• _Task requirements_
Restate the records that follow. Every word must match.

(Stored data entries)
PR #3229, opened 2026-04-15
fix(anthropic): harden tool-call streaming and recovery

### LINKED ISSUE #3175: Expected ',' or '}' after property value in JSON at position 3875 (line 1 column 3876)
### What happened?

Been having this issue more and more frequently where the edit fails repeatedly.

### Steps to reproduce

Here's a session where I just pushed pi until I got the errror. 

I am using anthropic models.

[2026-04-14T18-31-16-199Z_a75a1dab-d105-4433-ab06-8dab8daa3a04.jsonl.txt](https://github.com/user-attachments/files/26722757/2026-04-14T18-31-16-199Z_a75a1dab-d105-4433-ab06-8dab8daa3a04.jsonl.txt)

[pi-session-2026-04-14T18-31-16-199Z_a75a1dab-d105-4433-ab06-8dab8daa3a04.html](https://github.com/user-attachments/files/26722691/pi-session-2026-04-14T18-31-16-199Z_a75a1dab-d105-4433-ab06-8dab8daa3a04.html)

### Expected behavior

I'd like for the edit tool to work 😅 

### Version

v0.67.1

mitsuhiko:
This switches from `messages.stream()` to raw `messages.create(..., stream: true)` event iteration and adds a non-stream fallback when streaming fails mid-turn (stream: false retry).

This is closer in behavior to what Claude Code does.  Claude Code appears to fall back to non streaming on arbitrary failures but this seems quite brittle to me and given that I can basically not reproduce this, I do not want to create a fallback scenario I do not understand.

I want to hold off on merging this for the moment though until I did some more validation.

Fixes https://github.com/badlogic/pi-mono/issues/3175

### DIFF
--- a/packages/agent/src/agent-loop.ts
+++ b/packages/agent/src/agent-loop.ts
@@ -476,6 +476,16 @@ async function prepareToolCall(
 	config: AgentLoopConfig,
 	signal: AbortSignal | undefined,
 ): Promise<PreparedToolCall | ImmediateToolCallOutcome> {
+	if (toolCall.argumentsParseError) {
+		return {
+			kind: "immediate",
+			result: createErrorToolResult(
+				`Invalid tool arguments JSON for "${toolCall.name}": ${toolCall.argumentsParseError}`,
+			),
+			isError: true,
+		};
+	}
+
 	const tool = currentContext.tools?.find((t) => t.name === toolCall.name);
 	if (!tool) {
 		return {
--- a/packages/agent/test/agent-loop.test.ts
+++ b/packages/agent/test/agent-loop.test.ts
@@ -307,6 +307,94 @@ describe("agentLoop with AgentMessage", () => {
 		}
 	});
 
+	it("should skip tool execution when tool arguments JSON is invalid", async () => {
+		const toolSchema = Type.Object({});
+		let executed = false;
+		const tool: AgentTool<typeof toolSchema, { ok: true }> = {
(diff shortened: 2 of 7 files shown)


bwalex:
This isn't going to be super helpful, but I've been using your PR today as this is an issue I've been running into, and it still happens, e.g.

```
 edit ~/code/wisdom/src/wisdom/semantic_index/pipeline/orchestrator.py

 Expected ',' or ']' after array element in JSON at position 3166
 ```
 
 This was with a haiku-4.5. It does happen relatively often with haiku and complex edits.

badlogic:
Closing this in favor of the fix landed in 4b926a30.

Your PR switched from `.stream()` to `.create({ stream: true })`, which bypasses the SDK `MessageStream` accumulation layer but still relies on the SDK's `Stream.fromSSEResponse` path. That path does raw `JSON.parse(sse.data)` on each SSE frame without any error handling, so malformed SSE JSON from Anthropic (the actual failure mode in the attached #3175 session) still kills the stream before our code ever sees the event. @bwalex confirmed this in the PR comments — the failures continued with your branch.

The merged fix goes further: it uses `.asResponse()` and decodes the SSE stream entirely in pi with defensive JSON parsing that repairs invalid escape sequences and control characters inside string literals before parsing.

Thanks for the investigation and the Claude Code behavior analysis — that directly informed the direction we took.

• _Solution to this problem_
PR #3229, opened 2026-04-15
fix(anthropic): harden tool-call streaming and recovery

### LINKED ISSUE #3175: Expected ',' or '}' after property value in JSON at position 3875 (line 1 column 3876)
### What happened?

Been having this issue more and more frequently where the edit fails repeatedly.

### Steps to reproduce

Here's a session where I just pushed pi until I got the errror. 

I am using anthropic models.

[2026-04-14T18-31-16-199Z_a75a1dab-d105-4433-ab06-8dab8daa3a04.jsonl.txt](https://github.com/user-attachments/files/26722757/2026-04-14T18-31-16-199Z_a75a1dab-d105-4433-ab06-8dab8daa3a04.jsonl.txt)

[pi-session-2026-04-14T18-31-16-199Z_a75a1dab-d105-4433-ab06-8dab8daa3a04.html](https://github.com/user-attachments/files/26722691/pi-session-2026-04-14T18-31-16-199Z_a75a1dab-d105-4433-ab06-8dab8daa3a04.html)

### Expected behavior

I'd like for the edit tool to work 😅 

### Version

v0.67.1

mitsuhiko:
This switches from `messages.stream()` to raw `messages.create(..., stream: true)` event iteration and adds a non-stream fallback when streaming fails mid-turn (stream: false retry).

This is closer in behavior to what Claude Code does.  Claude Code appears to fall back to non streaming on arbitrary failures but this seems quite brittle to me and given that I can basically not reproduce this, I do not want to create a fallback scenario I do not understand.

I want to hold off on merging this for the moment though until I did some more validation.

Fixes https://github.com/badlogic/pi-mono/issues/3175

### DIFF
--- a/packages/agent/src/agent-loop.ts
+++ b/packages/agent/src/agent-loop.ts
@@ -476,6 +476,16 @@ async function prepareToolCall(
 	config: AgentLoopConfig,
 	signal: AbortSignal | undefined,
 ): Promise<PreparedToolCall | ImmediateToolCallOutcome> {
+	if (toolCall.argumentsParseError) {
+		return {
+			kind: "immediate",
+			result: createErrorToolResult(
+				`Invalid tool arguments JSON for "${toolCall.name}": ${toolCall.argumentsParseError}`,
+			),
+			isError: true,
+		};
+	}
+
 	const tool = currentContext.tools?.find((t) => t.name === toolCall.name);
 	if (!tool) {
 		return {
--- a/packages/agent/test/agent-loop.test.ts
+++ b/packages/agent/test/agent-loop.test.ts
@@ -307,6 +307,94 @@ describe("agentLoop with AgentMessage", () => {
 		}
 	});
 
+	it("should skip tool execution when tool arguments JSON is invalid", async () => {
+		const toolSchema = Type.Object({});
+		let executed = false;
+		const tool: AgentTool<typeof toolSchema, { ok: true }> = {
(diff shortened: 2 of 7 files shown)


bwalex:
This isn't going to be super helpful, but I've been using your PR today as this is an issue I've been running into, and it still happens, e.g.

```
 edit ~/code/wisdom/src/wisdom/semantic_index/pipeline/orchestrator.py

 Expected ',' or ']' after array element in JSON at position 3166
 ```
 
 This was with a haiku-4.5. It does happen relatively often with haiku and complex edits.

badlogic:
Closing this in favor of the fix landed in 4b926a30.

Your PR switched from `.stream()` to `.create({ stream: true })`, which bypasses the SDK `MessageStream` accumulation layer but still relies on the SDK's `Stream.fromSSEResponse` path. That path does raw `JSON.parse(sse.data)` on each SSE frame without any error handling, so malformed SSE JSON from Anthropic (the actual failure mode in the attached #3175 session) still kills the stream before our code ever sees the event. @bwalex confirmed this in the PR comments — the failures continued with your branch.

The merged fix goes further: it uses `.asResponse()` and decodes the SSE stream entirely in pi with defensive JSON parsing that repairs invalid escape sequences and control characters inside string literals before parsing.

Thanks for the investigation and the Claude Code behavior analysis — that directly informed the direction we took.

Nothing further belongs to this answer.